Objectives This study aimed to investigate the effects of zinc (Zn) fertilizer and its combination with organic fertilizer on soil Zn content and wheat Zn accumulation in dryland wheat fields under long-term different biochar application rates.

Methods A long-term field experiment investigating biochar application was established in 2012 with four treatment levels: 0 t/hm² (C0), 10 t/hm² (C10), 30 t/hm² (C30), and 50 t/hm² (C50). In 2020, three subplot treatments were implemented within each main plot: no Zn application (CK), Zn fertilizer alone (Zn), and Zn fertilizer combined with organic manure (Zn+M). Following the 2021 winter wheat harvest, we measured aboveground biomass and Zn concentrations in plant tissues. Soil samples were collected to analyze total Zn content, bioavailable Zn, and Zn fraction distribution.

Results After nine years of biochar application, no significant effect was observed on total Zn (Total-Zn) or available Zn (DTPA-Zn) in the soil. Zn application significantly increased soil Total-Zn and DTPA-Zn levels. Compared to the control (CK), Zn and Zn+M treatments elevated Total-Zn by 7.5% and 12.5%, respectively, and DTPA-Zn by 10.8% and 14.8%. Furthermore, Zn+M enhanced Total-Zn and DTPA-Zn by 4.6% and 12.7% compare to Zn alone (P<0.05). Under CK treatment, biochar reduced exchangeable Zn (Ex-Zn) but increased loosely organic-bound (Lom-Zn) and manganese oxide-bound Zn (MnO-Zn). In Zn-treated soils, biochar raised Lom-Zn, tightly organic-bound Zn (Sbo-Zn), and carbonate-bound Zn (Carb-Zn), while reducing MnO-Zn. With Zn+M, Lom-Zn levels under C50 and C30 biochar treatments were significantly higher than C0 (P<0.05), though no difference was observed for other Zn fractions. Compared to CK, both Zn and Zn+M enhanced Lom-Zn, Carb-Zn, Sbo-Zn, and residual Zn (Res-Zn), with Zn+M demonstrating greater efficacy. The combined application of biochar and Zn significantly increased winter wheat grain biomass. Across plant tissues, biomass and Zn content followed the order: Zn+M > Zn > CK (P<0.05). Under no Zn application (CK), C30 and C50 treatments increased Zn content in wheat stems, with C50 also enhancing leaf Zn content. However, both treatments reduced Zn levels in grains. Compared to CK, Zn and Zn+M treatments increased average grain Zn content by 13.7% and 28.3%, respectively, with Zn+M demonstrating significantly greater enhancement than Zn alone. Compared to CK, stem+leaf Zn accumulation increased by 203.0% and 257.2%, grain+shell Zn accumulation increased by 40.0% and 64.8%, and total aboveground Zn accumulation increased by 60.6% and 89.1%. Zn+M again outperformed Zn in enhancement effects. Correlation analysis revealed significant positive relation (P<0.01) between wheat Zn accumulation and all measured soil Zn fractions, with the strongest relationships observed for DTPA-Zn and Lom-Zn. Random forest analysis identified Sbo-Zn, Lom-Zn, and DTPA-Zn as the primary contributors to Zn accumulation in winter wheat.

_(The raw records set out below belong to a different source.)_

PR #2857, opened 2026-07-30
zcash_client_sqlite: report transparent outputs at their transparent receiver in v_tx_outputs

### LINKED ISSUE #2845: zcash_client_sqlite: `v_tx_outputs.to_address` reports the enclosing unified address for transparent outputs received by the wallet
## Summary

For transparent outputs received by the wallet at an external-scope receiver, `v_tx_outputs.to_address` reports the **enclosing unified address** rather than the transparent address the output actually paid. For wallet-internal transparent sends (a wallet paying one of its own transparent receivers) this is compounded by the view's dedup step: the sent-side row carries the correct `t…` address from `sent_notes.to_address`, but the merge takes `MAX(to_address)`, and under SQLite's BINARY collation `'u'` (0x75) > `'t'` (0x74), so the unified address deterministically shadows the transparent one (mainnet `u1…` > `t1…`, testnet `utest1…` > `tm…`).

The user-visible symptom in a wallet frontend that surfaces `to_address`: send funds to one of your own transparent addresses, and the transaction detail screen shows one of your unified addresses as the recipient.

## Root cause

Two independent defects in [`VIEW_TX_OUTPUTS`](https://github.com/zcash/librustzcash/blob/732654e15d69ee1cb9b282bc6cace1e6f73ff96a/zcash_client_sqlite/src/wallet/db.rs#L1542-L1608):

**1. The received-outputs arm resolves the address through `addresses.address`, which is pool-inappropriate for transparent outputs.**

```sql
    SELECT ...
           a.address                    AS to_address,
           ...
    FROM v_received_outputs ro
    ...
    LEFT JOIN addresses a ON a.id = ro.address_id
```

For an external-scope transparent receiver, the `addresses` row stores the **UA** in `address`; the transparent receiver itself lives only in [`cached_transparent_receiver_address`](https://github.com/zcash/librustzcash/blob/732654e15d69ee1cb9b282bc6cace1e6f73ff96a/zcash_client_sqlite/src/wallet/db.rs#L161-L166). So every transparent output received at such a receiver — not just self-sends — reports the UA. (Ironically, `transparent_received_outputs.address` holds the correct `t…` string, written by [`put_transparent_output`](https://github.com/zcash/librustzcash/blob/732654e15d69ee1cb9b282bc6cace1e6f73ff96a/zcash_client_sqlite/src/wallet/transparent.rs#L2784-L2815), but `v_received_outputs` forwards only `address_id`, so the view never sees it.)

This also contradicts the view's own column documentation ("`address`: … for received outputs, this is the address at which the output was received"): the address at which a transparent output is received is the transparent receiver, not the UA that contains it.

**2. The sent/received dedup merges `to_address` by lexicographic `MAX`.**

```sql
-- merge duplicate rows while retaining maximum information
SELECT ...
    MAX(to_address)             AS to_address,
    ...
FROM unioned
GROUP BY transaction_id, output_pool, output_index
```

A wallet-internal transparent send produces two rows for the same `(transaction_id, 0, output_index)`:

* sent arm: `sent_notes.to_address` = the actual recipient `t…` address (recorded faithfully for every `Recipient` variant by [`recipient_params`](https://github.com/zcash/librustzcash/blob/732654e15d69ee1cb9b282bc6cace1e6f73ff96a/zcash_client_sqlite/src/wallet.rs#L5303-L5362); the send side of a self-received transparent output is recorded as `Recipient::InternalTransparent` with the literal recipient address, see [`ll/wallet.rs`](https://github.com/zcash/librustzcash/blob/732654e15d69ee1cb9b282bc6cace1e6f73ff96a/zcash_client_backend/src/data_api/ll/wallet.rs#L1427-L1436));
* received arm: the UA, per defect 1.

`MAX` then picks the UA by byte order. Even once defect 1 is fixed, `MAX` remains a fragile way to choose between "the address the sender addressed" and "the address at which the wallet received"; preferring the sent arm's value when present would make the merged row's meaning independent of collation accidents.

## Provenance

Regression introduced by the `v_tx_outputs_return_addrs` migration (e02889e2f8, the implementation of #1951), first released in `zcash_client_sqlite 0.18.1` and carried forward through `account_delete_cascade` and `v_tx_outputs_key_scopes` to current `main` (and the `0.22.0-rc` line). Prior generations of the view selected the literal `t…` string (`utxos.address`) — or `NULL` in the interim schema — for the transparent received arm, so `sent_notes.to_address` survived the merge and self-sends displayed correctly.

## Impact

* Wallet-internal transparent sends display a unified address instead of the transparent recipient.
* All transparent outputs received at external-scope receivers report the enclosing UA in `to_address`, misrepresenting what was observably paid on chain.
* Downstream consumers cannot recover the transparent address: it never leaves SQL. (E.g. an SDK that classifies the recipient from the returned string will additionally misclassify these outputs as shielded/unified recipients.)

## Suggested fix

A new view migration:

1. In the received arm, select the pool-appropriate receiver: `CASE WHEN ro.pool = 0 THEN a.cached_transparent_receiver_address ELSE a.address END AS to_address` (or expose `transparent_received_outputs.address` through `v_received_outputs`).
2. In the merge, prefer the sent arm's `to_address` over the received arm's rather than relying on `MAX` — e.g. by tagging the arms and using an ordered aggregate, so that the recorded send recipient is authoritative when both exist.

---

nuttycom:
The received-output arm of `v_tx_outputs` resolved every receiving address through `addresses.address`, which for an external-scope entry holds the unified encoding; the transparent receiver lives only in `addresses.cached_transparent_receiver_address`. Every transparent output received by the wallet at such an address was therefore reported with the enclosing unified address as its `to_address`.

For a payment the wallet made to one of its own transparent addresses the effect was compounded: the transaction produces both a `sent_notes` row carrying the transparent address that was actually paid and a received-output row carrying the unified address, and the view merged the two with `MAX(to_address)` — under SQLite's BINARY collation `'u' > 't'`, so the unified address deterministically shadowed the recorded recipient.

The new `v_tx_outputs_transparent_addresses` migration recreates the view so that:
- the received-output arm reports the pool-appropriate receiver (`cached_transparent_receiver_address` for transparent outputs, `address` otherwise), and
- the sent/received merge prefers the recipient address recorded when the wallet created the output over the receiving address — via an `is_sent_row` discriminator and `COALESCE` — rather than choosing between the two encodings by byte order.

A regression test receives a UTXO at the account's own external-scope transparent receiver and asserts `to_address` both before and after the send side is recorded as `Recipient::InternalTransparent`; it fails against the previous view definition in both positions and passes with the migration applied.

Fixes #2845.

### DIFF
--- a/zcash_client_sqlite/CHANGELOG.md
+++ b/zcash_client_sqlite/CHANGELOG.md
@@ -48,6 +48,13 @@ workspace.
   commitment tree position (chain order). Previously notes were drawn in
   scan-discovery order, which for a restored wallet prefers its most recently
   discovered — typically newest — notes.
+- The `to_address` column of the `v_tx_outputs` view now reports transparent
+  outputs received by the wallet at the transparent receiver address itself,
+  rather than at a unified address containing that receiver, and for outputs
+  the wallet created, the recipient address recorded at transaction
+  construction time now takes precedence over the receiving address.
+  Previously, a payment to one of the wallet's own transparent addresses was
+  reported with the receiving account's unified address as its `to_address`.
 
 ## [0.22.0-rc.5] - 2026-07-28
 
--- a/zcash_client_sqlite/src/wallet/db.rs
+++ b/zcash_client_sqlite/src/wallet/db.rs
@@ -1527,8 +1527,11 @@ GROUP BY notes.account_id, notes.transaction_id";
 ///   output of this view, one for each such account.
 /// - `to_account_uuid`: The UUID of the wallet account that received the output, if any; for
 ///   outgoing transaction outputs this will be `NULL`.
-/// - `address`: The address to which the output was sent; for received outputs, this is the
-///   address at which the output was received, or `NULL` for wallet-internal outputs.
+/// - `address`: The address to which the output was sent. For outputs created by the wallet,
+///   this is the recipient address recorded when the transaction was created. For other
+///   received outputs it is the address at which the output was received — for transparent
+///   outputs, the transparent receiver itself rather than a unified address containing it —
+///   or `NULL` for wallet-internal outputs.
 /// - `diversifier_index_be`: The big-endian representation of the diversifier index (or, for
 ///   transparent addresses, the BIP 44 change-level index of the derivation path) of the receiving
 ///   address. This will be `NULL` for outgoing transaction outputs.
@@ -1557,7 +1560,13 @@ WITH unioned AS (
            ro.output_index              AS output_index,
            from_account.uuid            AS from_account_uuid,
            to_account.uuid              AS to_account_uuid,
-           a.address                    AS to_address,
+           -- for a transparent output, the address at which it was received is
+           -- the transparent receiver itself, not a unified address containing it
+           CASE ro.pool
+                WHEN 0 THEN a.cached_transparent_receiver_address
+                ELSE a.address
+           END                          AS to_address,
+           0                            AS is_sent_row,
            a.diversifier_index_be       AS diversifier_index_be,
            ro.value                     AS value,
            ro.is_change                 AS is_change,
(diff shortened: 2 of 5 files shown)


nuttycom (commented):
self-utACK

nullcopy (approved):
utACK 7e6e1af7fc61c36a2550d46acda59d1e5f8dca15

PR #2862, opened 2026-07-30
Release zcash_client_sqlite version 0.22.0-rc.6

nuttycom:
Release round for the ZIP 318 timing revision and the pool-crossing wallet work merged since
`zcash_client_sqlite 0.22.0-rc.5`.

| Crate | Version |
| --- | --- |
| `zcash_protocol` | 0.10.2 → 0.10.3 |
| `zcash_client_backend` | 0.24.0-rc.5 → 0.24.0-rc.6 |
| `zcash_pool_migration` | 0.1.0-rc.4 → 0.1.0-rc.5 |
| `zcash_client_sqlite` | 0.22.0-rc.5 → 0.22.0-rc.6 |

## What this ships

- **Revised ZIP 318 migration timing** (zcash/zips#1343): `TRANSFER_DELAY_MEAN` is now 66 blocks
  (was 144), `ANCHOR_AGE_CAP` is 4 boundaries (was 16), and the preparation delay is specified
  rather than provisional (`PREP_DELAY_MEAN`/`PREP_DELAY_CAP`). #2855 also makes
  `SchedulingParams::new_with_default_distributions` scale every delay parameter by the interval
  ratio instead of deriving delays from fixed cap/mean ratios.
- **Migration-shaped note selection** (#2850, #2856): `propose_transfer` funds a canonical
  crossing from the single oldest covering Orchard note, via the new
  `SpendPolicy::with_note_selection` / `NoteSelection::PreferSingle`.
- **Transaction shape recorded as dummy-output counts** (#2851): a `ChangeStrategy` now records
  the exact per-pool dummy-output count it costed (`fees::DummyOutputCounts`), replacing the
  Ironwood-specific `TransactionBalance::with_ironwood_bundle_padding`. The counts serialize into
  the proposal wire format, so every construction path reproduces the shape the fee was charged
  against without re-running the fee model.
- **Anchor availability fixes** (#2849, #2852): `put_blocks` checkpoints every anchor-retention
  grid height in a scanned range, including boundaries whose blocks carry no note commitments, and
  `propose_transfer` abandons a canonical crossing when no anchor is computable at the bucketed
  boundary rather than proposing one whose build fails with `ProposalError::AnchorNotFound`.
- **Pool-crossing transaction history** (#2822): `v_transactions` gains a `pool_crossing_value`
  column classifying wallet-internal shielded pool crossings and reporting the amount that crossed.
- **`v_tx_outputs` transparent addresses** (#2857): transparent outputs are reported at the
  transparent receiver itself rather than at a unified address containing it.
- **Stuck-scan repair** (#2836): a wallet built from a revision that predates the
  `anchor_bucket_interval` column never acquired it, and the committed-grid query in `put_blocks`
  then failed at prepare time on *every* scan, so no block was written and every transaction stayed
  pending. A new migration installs the column where it is missing.

## Notes for review

- `zcash_protocol` is a **patch** bump. `DELAY_CAP_RATIO` is deprecated rather than removed
  (7bf6378), which keeps the release semver-compatible and confines this round to four crates —
  a breaking `zcash_protocol` release would have forced `zcash_address`, `zcash_primitives`,
  `zcash_transparent`, `zcash_keys`, `pczt`, `zip321`, and `zcash_proofs` into it as well.
  `cargo semver-checks` against 0.10.2 passes 196 checks with no violations.
- The changelog audit moved the #2836 fix entry out of the already-published `0.22.0-rc.5`
  section, where it had originally landed, into this release's `Fixed` section, and added the
  previously-unlogged `fees`/`proto` dummy-output API changes and the `pczt-tests` feature change.
- `cargo semver-checks` reports nothing for the three prerelease crates: with a prerelease
  baseline it assumes a major bump and skips all 253 lints, so their audit rests on the diff sweep.
- Publish bottom-up: `zcash_protocol`, then `zcash_client_backend`, then `zcash_pool_migration`,
  then `zcash_client_sqlite`.
- Tags are added after merge, one per crate on that crate's own release commit.

### DIFF
--- a/Cargo.lock
+++ b/Cargo.lock
@@ -7332,7 +7332,7 @@ dependencies = [
 
 [[package]]
 name = "zcash_pool_migration"
-version = "0.1.0-rc.4"
+version = "0.1.0-rc.5"
 dependencies = [
  "corez",
  "getset",
--- a/Cargo.lock
+++ b/Cargo.lock
@@ -7186,7 +7186,7 @@ dependencies = [
 
 [[package]]
 name = "zcash_client_sqlite"
-version = "0.22.0-rc.5"
+version = "0.22.0-rc.6"
 dependencies = [
  "ambassador",
  "assert_matches",
--- a/Cargo.lock
+++ b/Cargo.lock
@@ -7428,7 +7428,7 @@ dependencies = [
 
 [[package]]
 name = "zcash_protocol"
-version = "0.10.2"
+version = "0.10.3"
 dependencies = [
  "corez",
  "document-features",
--- a/Cargo.lock
+++ b/Cargo.lock
@@ -7111,7 +7111,7 @@ dependencies = [
 
 [[package]]
 name = "zcash_client_backend"
-version = "0.24.0-rc.5"
+version = "0.24.0-rc.6"
 dependencies = [
  "ambassador",
  "arti-client",
--- a/Cargo.toml
+++ b/Cargo.toml
@@ -37,7 +37,7 @@ categories = ["cryptography::cryptocurrencies"]
 # Intra-workspace dependencies
 equihash = { version = "0.3", path = "components/equihash", default-features = false }
 zcash_address = { version = "0.13.0", path = "components/zcash_address", default-features = false }
-zcash_client_backend = { version = "0.24.0-rc.5", path = "zcash_client_backend" }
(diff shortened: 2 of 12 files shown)


nullcopy (approved):
utACK f370a1f250b726a5d4df5d820cd0768bbe58db99

PR #2864, opened 2026-07-30
zcash_client_sqlite: emit the documented diversifier_index_be column from v_tx_outputs

### LINKED ISSUE #1073: Expose `diversifier` column from `sapling_received_notes` in the `v_tx_outputs` view
The diversifier should be exposed in the 'public' view so that wallets can recover the original diversifier index used to generate the address that was used to send money to this wallet.

### LINKED ISSUE #2863: zcash_client_sqlite: `v_tx_outputs` documents a `diversifier_index_be` column that the view does not emit
## Summary

The documentation of `v_tx_outputs` describes a `diversifier_index_be` column ([db.rs#L1535-L1537](https://github.com/zcash/librustzcash/blob/6c07e5f3297febf469e5cc8d0b91321e0767cdd7/zcash_client_sqlite/src/wallet/db.rs#L1535-L1537)):

> - `diversifier_index_be`: The big-endian representation of the diversifier index (or, for transparent addresses, the BIP 44 change-level index of the derivation path) of the receiving address. This will be `NULL` for outgoing transaction outputs.

but the view never emits it. Both arms of the `unioned` CTE select the column ([db.rs#L1570](https://github.com/zcash/librustzcash/blob/6c07e5f3297febf469e5cc8d0b91321e0767cdd7/zcash_client_sqlite/src/wallet/db.rs#L1570) and the sent arm's `NULL`), and the outer merge projection ([db.rs#L1608-L1630](https://github.com/zcash/librustzcash/blob/6c07e5f3297febf469e5cc8d0b91321e0767cdd7/zcash_client_sqlite/src/wallet/db.rs#L1608-L1630)) then drops it — its column list goes directly from `to_address` to `value`. `SELECT diversifier_index_be FROM v_tx_outputs` fails with "no such column", and the CTE selection is dead code.

## Provenance

The column entered the CTE with the `v_tx_outputs_return_addrs` migration (e02889e2f8), the implementation of #1951 — whose title asks to expose *the address and diversifier index* at which each output is received. The address half shipped (and was recently corrected in #2845 / #2857); the diversifier-index half made it into the CTE and the column documentation, but never into the view's output, and has been carried forward verbatim ever since (first affected release: `zcash_client_sqlite 0.18.1`).

Because every query naming the column has always failed immediately, no consumer can currently depend on it; projecting it now is purely additive.

## Suggested fix

Recreate the view with the column projected through the outer merge, e.g. `MAX(diversifier_index_be) AS diversifier_index_be` following `to_address`. The merge semantics work out: for an output the wallet both sent and received, the received arm's non-`NULL` index wins over the sent arm's `NULL`, and rows for outputs sent to external recipients remain `NULL`. The documented `NULL` condition should be restated accordingly ("not received at one of the wallet's diversified addresses" rather than "outgoing"), since a wallet-internal transparent send now carries the receiving address's index.

---

nuttycom:
The `diversifier_index_be` column has been selected into the `unioned` CTE of `v_tx_outputs` — and documented as part of the view's output — since the receiving-address columns were added in the implementation of #1951, but the outer merge projection never carried it through: `SELECT diversifier_index_be FROM v_tx_outputs` has always failed with "no such column", and the CTE selection was dead code. Since every query naming the column failed immediately, no consumer can depend on its absence; projecting it is purely additive.

The new `v_tx_outputs_diversifier_index` migration (depending on `v_tx_outputs_transparent_addresses` from #2857) recreates the view with `MAX(diversifier_index_be)` projected through the merge. For an output the wallet both sent and received, the received arm's non-`NULL` index survives; rows for outputs sent to external recipients remain `NULL`. The column documentation's `NULL` condition is restated accordingly ("not received at one of the wallet's diversified addresses" rather than "outgoing"), since a wallet-internal send now carries the receiving address's index.

A regression test receives a UTXO at the account's own external-scope transparent receiver and asserts that the view's `diversifier_index_be` matches the `addresses` table's value for the receiving address, both before and after the send side of the output is recorded; it fails with "no such column" against the previous view definition.

Fixes #2863.

Closes #1073, which asked for this column so that a wallet could recover the diversifier index used to generate a receiving address. That issue's alternative suggestion — populating `to_address` for inbound notes rather than exposing the index — is already satisfied by the received arm's address projection, so this change answers it on both readings.

### DIFF
--- a/zcash_client_sqlite/CHANGELOG.md
+++ b/zcash_client_sqlite/CHANGELOG.md
@@ -10,6 +10,14 @@ workspace.
 
 ## [Unreleased]
 
+### Added
+- The `v_tx_outputs` view now emits the `diversifier_index_be` column that its
+  documentation has described since the receiving-address columns were added:
+  the big-endian diversifier index of the receiving address, `NULL` for outputs
+  not received at one of the wallet's diversified addresses. The column was
+  previously computed internally but omitted from the view's output, so any
+  query naming it failed with "no such column".
+
 ## [0.22.0-rc.6] - 2026-07-29
 
 ### Added
--- a/zcash_client_sqlite/src/wallet/db.rs
+++ b/zcash_client_sqlite/src/wallet/db.rs
@@ -1534,7 +1534,8 @@ GROUP BY notes.account_id, notes.transaction_id";
 ///   or `NULL` for wallet-internal outputs.
 /// - `diversifier_index_be`: The big-endian representation of the diversifier index (or, for
 ///   transparent addresses, the BIP 44 change-level index of the derivation path) of the receiving
-///   address. This will be `NULL` for outgoing transaction outputs.
+///   address. This will be `NULL` for outputs that were not received at one of the wallet's
+///   diversified addresses (in particular, for outputs sent to external recipients).
 /// - `value`: The value of the output, in zatoshis.
 /// - `is_change`: `0` for outgoing outputs and outputs received at external-facing addresses, `1`
 ///   for outputs received at wallet-internal addresses. This represents a best-effort judgement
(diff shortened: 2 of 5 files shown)


str4d (approved):
utACK 62269968f3380fd416ab233c8f959b669c2f3868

Conclusions Long-term biochar application did not increase total or available Zn in rainfed wheat field soils but elevated more bioavailable Lom-Zn fractions. Zn fertilizer application, particularly when combined with organic manure, significantly enhanced total Zn, available Zn, and organic-bound Zn fractions (loosely- and tightly-bound), thereby enhancing its potential availability. Without Zn fertilization, high biochar rates increased winter wheat grain biomass but reduced grain Zn content. When Zn fertilizer was applied, biochar further boosted grain biomass without compromising Zn content at application rates of 10−30 t/hm². The combined use of Zn fertilizer and organic manure proved significantly more effective than Zn fertilizer alone in improving soil Zn availability and grain Zn enrichment.